* _Exercise instructions_
Before you finish, make sure every line below has been written out exactly.

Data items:

────────

PR #1505, opened 2021-05-24
Try to fix CI build cache issues

ribose-jeffreylau:
closes #1504

PR #1506, opened 2021-05-24
Refactor key protection to be more C++ and less redundant.

ni4:


ronaldtse:
Can we rerun the tests? #1505  is merged.

ni4:
@ronaldtse Sure, I'll rebase.

ronaldtse (approved):
Thanks @ni4 !

ronaldtse:
Ping @antonsviridenko for a quick check. Thanks!

src/lib/pgp-key.cpp
```diff
@@ -1618,56 +1609,47 @@ pgp_key_t::add_protection(pgp_key_store_format_t             format,
...
                    const std::string &                new_password)
 {
     if (!is_secret()) {
         RNP_LOG("Warning: this is not a secret key");
         return false;
     }
-    if (!decrypted_seckey.material.secret) {
+    bool ownpkt = &decrypted == &pkt_;
+    if (!decrypted.material.secret) {
         RNP_LOG("Decrypted seckey must be provided");
```
antonsviridenko, line 1626: maybe "secret key" instead of "seckey"?

antonsviridenko:
Do we have some tests that check if secret key is actually protected? Like: get a pointer to the buffer with secret key material, copy contents, try to protect the key, then try to check if key contents are still available at previously stored address? It maybe bit complicated with everything moved to C++-way of things

src/lib/pgp-key.cpp
ni4: @antonsviridenko Thanks, fixed.

ni4:
> Do we have some tests that check if secret key is actually protected? Like: get a pointer to the buffer with secret key material, copy contents, try to protect the key, then try to check if key contents are still available at previously stored address? It maybe bit complicated with everything moved to C++-way of things

We don't seem to have such tests, good idea, thanks. I'll update the PR.

ni4:
@antonsviridenko Is it good to go once CI finished?
cc @ronaldtse

src/lib/pgp-key.cpp
```diff
@@ -234,67 +234,59 @@ pgp_pk_alg_capabilities(pgp_pubkey_alg_t alg)
...
-        break;
-    case PGP_KEY_STORE_G10:
-        if (!g10_write_seckey(&memdst, seckey, password)) {
-            RNP_LOG("failed to write g10 seckey");
+    try {
+        switch (format) {
+        case PGP_KEY_STORE_GPG:
+        case PGP_KEY_STORE_KBX:
+            if (!write_sec_pgp(memdst, seckey, password)) {
+                RNP_LOG("failed to write seckey");
```
antonsviridenko, line 273: same issue, "secret key"
probably I missed it last time :)

src/lib/pgp-key.cpp
```diff
@@ -234,67 +234,59 @@ pgp_pk_alg_capabilities(pgp_pubkey_alg_t alg)
...
+                goto done;
+            }
+            break;
+        case PGP_KEY_STORE_G10:
+            if (!g10_write_seckey(&memdst, &seckey, password.c_str())) {
+                RNP_LOG("failed to write g10 seckey");
```
antonsviridenko, line 279: "seckey"

antonsviridenko (changes requested):

src/lib/pgp-key.cpp
ni4: Actually this message and previous one were not changed by this PR, but let's make things more understandable, will force-push shortly.

antonsviridenko (approved):

ronaldtse (approved):
Thanks @ni4 @antonsviridenko !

────────

* _Written response_
PR #1505, opened 2021-05-24
Try to fix CI build cache issues

ribose-jeffreylau:
closes #1504

PR #1506, opened 2021-05-24
Refactor key protection to be more C++ and less redundant.

ni4:


ronaldtse:
Can we rerun the tests? #1505  is merged.

ni4:
@ronaldtse Sure, I'll rebase.

ronaldtse (approved):
Thanks @ni4 !

ronaldtse:
Ping @antonsviridenko for a quick check. Thanks!

src/lib/pgp-key.cpp
```diff
@@ -1618,56 +1609,47 @@ pgp_key_t::add_protection(pgp_key_store_format_t             format,
...
                    const std::string &                new_password)
 {
     if (!is_secret()) {
         RNP_LOG("Warning: this is not a secret key");
         return false;
     }
-    if (!decrypted_seckey.material.secret) {
+    bool ownpkt = &decrypted == &pkt_;
+    if (!decrypted.material.secret) {
         RNP_LOG("Decrypted seckey must be provided");
```
antonsviridenko, line 1626: maybe "secret key" instead of "seckey"?

antonsviridenko:
Do we have some tests that check if secret key is actually protected? Like: get a pointer to the buffer with secret key material, copy contents, try to protect the key, then try to check if key contents are still available at previously stored address? It maybe bit complicated with everything moved to C++-way of things

src/lib/pgp-key.cpp
ni4: @antonsviridenko Thanks, fixed.

ni4:
> Do we have some tests that check if secret key is actually protected? Like: get a pointer to the buffer with secret key material, copy contents, try to protect the key, then try to check if key contents are still available at previously stored address? It maybe bit complicated with everything moved to C++-way of things

We don't seem to have such tests, good idea, thanks. I'll update the PR.

ni4:
@antonsviridenko Is it good to go once CI finished?
cc @ronaldtse

src/lib/pgp-key.cpp
```diff
@@ -234,67 +234,59 @@ pgp_pk_alg_capabilities(pgp_pubkey_alg_t alg)
...
-        break;
-    case PGP_KEY_STORE_G10:
-        if (!g10_write_seckey(&memdst, seckey, password)) {
-            RNP_LOG("failed to write g10 seckey");
+    try {
+        switch (format) {
+        case PGP_KEY_STORE_GPG:
+        case PGP_KEY_STORE_KBX:
+            if (!write_sec_pgp(memdst, seckey, password)) {
+                RNP_LOG("failed to write seckey");
```
antonsviridenko, line 273: same issue, "secret key"
probably I missed it last time :)

src/lib/pgp-key.cpp
```diff
@@ -234,67 +234,59 @@ pgp_pk_alg_capabilities(pgp_pubkey_alg_t alg)
...
+                goto done;
+            }
+            break;
+        case PGP_KEY_STORE_G10:
+            if (!g10_write_seckey(&memdst, &seckey, password.c_str())) {
+                RNP_LOG("failed to write g10 seckey");
```
antonsviridenko, line 279: "seckey"

antonsviridenko (changes requested):

src/lib/pgp-key.cpp
ni4: Actually this message and previous one were not changed by this PR, but let's make things more understandable, will force-push shortly.

antonsviridenko (approved):

ronaldtse (approved):
Thanks @ni4 @antonsviridenko !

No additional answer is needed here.